What is the define form doing that is different in this case? Is the define form expanding to lambda expressions instead of the "let over lambda" form (I recall something similar being done in the Little Schemer book using the form ((lambda (x) x x) (lambda (y) ...)), but I am not sure how this would work). Also, by way of comparison, how does Common Lisp handle this situation - is it possible to use lexically scoped defun's ?
First of all, you don't need to introduce a new procedure calc-cbrt - you could just call calc-iter instead.
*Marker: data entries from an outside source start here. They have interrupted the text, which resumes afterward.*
PR #25, opened 2020-04-13
Ethereum blockchain unit tests

simonovic86:
- add more configuration options based on `NODE_ENV` variable
- implement anchor test on local (embedded) ganache instance
- add `husky` for `pre-commit` and `pre-push` git hooks

### DIFF
--- a/package.json
+++ b/package.json
@@ -24,7 +24,7 @@
    },
    "husky": {
       "hooks": {
-         "pre-commit": "npm test",
+         "pre-commit": "npm run lint",
          "pre-push": "npm test"
       }
    },
@@ -59,7 +59,6 @@
       "@babel/core": "^7.9.0",
       "@babel/preset-env": "^7.8.4",
       "@babel/preset-typescript": "^7.9.0",
-      "@types/chai": "^4.2.11",
       "@types/cors": "^2.8.6",
       "@types/events": "^3.0.0",
       "@types/express": "^4.17.4",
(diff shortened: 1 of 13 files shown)


package.json
```diff
@@ -59,9 +65,16 @@
       "@types/express": "^4.17.4",
       "@types/jest": "^25.2.1",
       "@types/node": "^13.11.0",
+      "@types/node-cron": "^2.0.3",
       "@types/uuid": "^7.0.2",
+      "@typescript-eslint/eslint-plugin": "^2.19.0",
+      "@typescript-eslint/parser": "^2.19.0",
       "babel-jest": "^25.1.0",
       "chai": "^4.2.0",
```
oed, line 73: I guess this can be removed?

oed: + chai as well?

package.json
```diff
@@ -22,32 +22,38 @@
       "clean": "rm -rf ./build; rm -rf coverage; rm -rf .nyc_output",
       "start": "node ./build/app.js"
    },
+   "husky": {
+      "hooks": {
+         "pre-commit": "npm test",
+         "pre-push": "npm test"
```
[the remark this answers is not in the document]
simonovic86: makes sense 👍 I'll leave just `pre-commit`

package.json
simonovic86: I'll remove those. As for `chai`, I've used its `assert` so I have to replace it with `Jest`s  `expect`.

package.json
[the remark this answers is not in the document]
simonovic86: actually, I left it for `pre-push` and added `npm run lint` for `pre-commit`. We'll have more commits and tests can last longer :)

package.json
simonovic86: removed `chai` as well 👍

Second, the meaning of define and let are quite different. Define installs the definitions into the local scope, as in your example. However, let expressions are just syntactic sugar for lambda expressions (see SICP section 1.3 for details). As a result (and as you mention), variables declared via (let (<decl1> ...) <body>) are only visible inside <body>. So, your pattern of (let <decls1> <body1>) (let <decls2> <body2>) ... doesn't work, since none of the definitions will "survive" to be seen in other scopes.
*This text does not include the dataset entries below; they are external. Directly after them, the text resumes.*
PR #38, opened 2020-05-05
Implement CircleCi configuration

simonovic86:
- Implement CircleCi configuration

### DIFF
--- a/.circleci/config.yml
+++ b/.circleci/config.yml
@@ -1,0 +1,117 @@
+version: 2.1
+
+orbs:
+  aws-ecr: circleci/aws-ecr@6.8.1
+  aws-cli: circleci/aws-cli@1.0.0
+  slack: circleci/slack@3.4.2
+
+jobs:
+  test:
+    working_directory: ~/ceramic-anchor-service
+    docker:
+      - image: circleci/node:10
+    steps:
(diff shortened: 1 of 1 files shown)


.circleci/config.yml
```diff
@@ -0,0 +1,117 @@
+version: 2.1
+
+orbs:
+  aws-ecr: circleci/aws-ecr@6.8.1
+  aws-cli: circleci/aws-cli@1.0.0
+  slack: circleci/slack@3.4.2
```
oed, line 6: Why is this here?

.circleci/config.yml
```diff
@@ -0,0 +1,117 @@
...
+            - push-dev-image
+          filters:
+            branches:
+              only: develop
+      - run-smoke-test:
+          requires:
+            - deploy-dev
+          filters:
+            branches:
+              only: develop
```
oed, line 111: Do we need to run the smoke tests here?

simonovic86: no, I'll remove that

.circleci/config.yml
simonovic86: `slack` doesn't need to be here, I'll remove it :)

So, we should write something like this:
(define (cbrt x)
(let ((good-enough? (lambda ...))
(improve (lambda ...))
(cbrt-iter (lambda ...)))
(cbrt-iter 1.0 0.0)))
Now, at least, the call to cbrt-iter can see the definition of cbrt-iter.
But there's still a problem. When we evaluate (cbrt-iter 1.0 0.0), we evaluate the body of cbrt-iter where guess and prev-guess take the values 1.0 and 0.0. But, in the body of cbrt-iter, the variables improve and good-enough? aren't in scope.
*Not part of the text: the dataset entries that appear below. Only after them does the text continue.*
PR #119, opened 2020-10-26
Discard not valid requests

simonovic86:
- discard not valid requests
- introduce `DocId` for validation


oed (commented):
Looks like a good start. Now we need to validate the signature in the dag-jose record. Pretty sure we also need to group updates by docid + DID. Lmk if we should sync more on this!

simonovic86:
> Looks like a good start. Now we need to validate the signature in the dag-jose record. Pretty sure we also need to group updates by docid + DID. Lmk if we should sync more on this!

cool, let's sync more about it later 👍

PaulLeCam (approved):

PaulLeCam (approved):

oed (approved):
Looks good on a high level :)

You might be tempted to use nested lets, which is often a good choice:
(define (cbrt x)
(let ((good-enough? (lambda ...))
(improve (lambda ...)))
(let ((cbrt-iter (lambda ...)))
(cbrt-iter 1.0 0.0))))
The problem is that cbrt-iter needs to call itself, but it's not in scope until the body of the inner let!
The solution here is to use letrec, which is like let but makes the new bindings visible inside all the declarations as well as the body:
(define (cbrt x)
(let ((good-enough? (lambda ...))
(improve (lambda ...)))
(letrec ((cbrt-iter (lambda ...)))
(cbrt-iter 1.0 0.0))))
We can even use letrec to create mutually recursive procedures, just as we could with define.
Unfortunately, it would take me some time to explain how letrec and define actually work, but here's the secret: they both use mutation internally to create circularity in the environment data structure, allowing recursion. (There is also a way to create recursion using only lambda, called the Y combinator, but it's rather convoluted and inefficient.)
Luckily, all these secrets will be revealed in Chapter 3 and Chapter 4!
For another perspective, you might take a look at Brown University's online PL class, which basically goes straight to this topic (although it omits define), but I find that SICP is better at forcing you to understand the sometimes complex environment structures that are created.